If capacity is insufficient and customers are time-sensitive, another grievous error can occur when the company needs to commit capital resources to obtain that capacity. This may turn a viable new-product launch into an economic failure by making the return on investment unattractive.

An additional mistake is made when enthusiasm overcomes common sense, and the venture is launched anyway. The hope is that, since the market projections were abstract, perhaps there will be additional sales to justify the capital expenditures. This is a very risky proposition.

9. Compare capacity (delivery date to customer) with the needs of the customer. This is usually done concurrently with the internal evaluation of capacity. The new product needs to be introduced in a timely manner to take advantage of the market opportunity. Timing of market entry is often relegated to secondary importance, much to the despair of those who do so. Capacity is more than physical equipment—it is people and procedures, too. Any issue that prevents shipment in the required time or volume is a capacity issue and must be resolved.

10. Determine required margin and calculate profit (or loss). One must always keep in mind that profits have to be realized for a company to remain in existence. The team, led by marketing and finance representatives, takes all the data, calculates the potential profit, and verifies that the new product will match the company's strategic plan. The profit calculated must be within the company's targeted range, or resource use will not be optimized. Otherwise, a company will soon have a very busy factory making products for low margin as it wonders why achieving a positive bottom line is so very difficult.

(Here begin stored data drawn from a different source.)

PR #3790, opened 2024-03-20
Dc 156 add container entities

### LINKED ISSUE #156: update data product labels on front end to align with our new definition in DataHub
follows on from https://github.com/ministryofjustice/find-moj-data/issues/175

LavMatt:
## Issue

https://github.com/ministryofjustice/find-moj-data/issues/156

## What does this PR achieve?

This PR is doing quite a lot to the python datahub catalogue library, ultimately related to integrating another entity type - containers (or database), into `find-moj-data`:

- Adds new graphql query, `listContainerEntities.graphql` that lists all tables in a given container
- Adds ResultType.DATABASE enum to entities
- Adds the container entity to the existing search graphql query.
- Add new method to search.py, `SearchClient.list_database_tables` which uses `listContainerEntities.graphql`
- Update `SearchClient.search` to handle containers adding `_parse_container` method
- Expanded the properties contained within `entities.TableMetadata`
- Expanded the properties returned by `DataHubCatalogueClient.get_table_details` method and `getDatasetDetails.graphql` query to simply use in `find-moj-data` handling datasets of both data products and container (databases)
- Added `_parse_relations` function to `graphql_helpers`

I haven't made the search query return parent entities (relationships) of datasets where they belong to a container (currently returns data product parents only) - although this would be useful to populate the `Database Name` search result field in `find-moj-data` in the interest of time i didn't do this.


python-libraries/data-platform-catalogue/data_platform_catalogue/client/datahub/graphql_helpers.py
```diff
@@ -134,3 +134,17 @@ def parse_columns(entity: dict[str, Any]) -> list[dict[str, Any]]:
 
     # Sort primary keys first, then sort alphabetically
     return sorted(result, key=lambda c: (0 if c["isPrimaryKey"] else 1, c["name"]))
+
+
+def parse_relations(relations_dict) -> Tuple[int, list[dict]]:
```
MatMoore: I don't think this type is correct as it's a dict now.

But it might be simpler to just return the list here and ignore the total. I think the total would only be used if we need to page through a large set of relations?

python-libraries/data-platform-catalogue/data_platform_catalogue/client/datahub/search.py
```diff
@@ -176,19 +186,53 @@ def list_data_product_assets(
...
+            "count": count,
+        }
+
+        try:
+            response = self.graph.execute_graphql(
+                self.get_database_tables_query, variables
+            )
+        except GraphError as e:
+            raise Exception("Unable to execute listDatabaseEntities query") from e
+        page_results = self._get_data_collection_page_results(
```
MatMoore, line 215: whitespace suggestion

```suggestion

        page_results = self._get_data_collection_page_results(
```

python-libraries/data-platform-catalogue/data_platform_catalogue/client/datahub/search.py
```diff
@@ -223,19 +269,19 @@ def _parse_dataset(self, entity: dict[str, Any], matches) -> SearchResult:
...
+
+        relations_dict = parse_relations(entity.get("relationships", {}))
 
         metadata = {
             "owner": owner_name,
             "owner_email": owner_email,
-            "total_data_products": total_data_products,
-            "data_products": data_products,
+            "total_parents": relations_dict["total"],
+            "parents": relations_dict["entities"],
```
MatMoore: I think you are right we might have to change this if we end up using data products and containers together, but we might not need the distinction so keeping it simple makes sense for now

python-libraries/data-platform-catalogue/data_platform_catalogue/client/datahub/search.py
```diff
@@ -223,19 +269,19 @@ def _parse_dataset(self, entity: dict[str, Any], matches) -> SearchResult:
...
+            "entity_sub_type": (
+                entity.get("subTypes", {}).get("typeNames", ["Dataset"])
+                if entity.get("subTypes") is not None
+                else ["Dataset"]
```
MatMoore: Is it worth extracting this into a `parse_subtypes` or `parse_types_and_subtypes` function?

This is going to be very useful for labelling stuff consistently in the frontend

python-libraries/data-platform-catalogue/data_platform_catalogue/client/datahub/search.py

11. Take corrective action to achieve the required margin and meet customer requirements. If unsatisfactory results are indicated by the calculation of profit, the team must reconsider all of its options to see if the project can be saved. This step, typically led by the team leader, is a review of the project to date and will occur regardless of any shortfalls the process has turned up. It is a prelude to going commercial and starting full production. If there are no shortfalls, this step happens under the guise of a project review.

This is the redemption step. With virtually all data now available, the team needs to look carefully at the absolute must-haves and evaluate how close they are to achieving them. If what is needed can be achieved, the team must understand what additional effort and resources are required so they can inform senior management. The team makes a recommendation, but senior management makes the final go/no-go decision.

No reiteration of the NPI process, other than for minor issues, should be pursued until this decision has been made. The NPI investigation is complete, and product launch is now on hold pending final decision.

12. Release for manufacturing after all internal and external requirements are determined to be achievable (volume manufacturing). The senior management decision may be to stop, hold, refine some more, or commence product launch. The last two choices are action directives to the team.

"Refine some more" involves directives to do specific things: refine the market forecast, look again at the capital required, or answer any of a host of questions senior management may ask. The team leader will work with the function representatives involved. Once the answers are obtained, the team will review and endorse them and send the matter back to senior management for their decision.

If the directive is to begin product launch, the team will prepare a report for the company leadership and turn over specific responsibilities to the respective functions. The details of each function's responsibilities will be mapped out by their representatives. This transition phase often needs to be detailed out in project step format (Gantt or critical-path formats are recommended). Representatives on the NPI team need to be senior people from each function because they will now have to take on leadership within their domains to move from a project to a routine assignment of business tasks. At this stage the term "NPI" is replaced with "fully supported product offering."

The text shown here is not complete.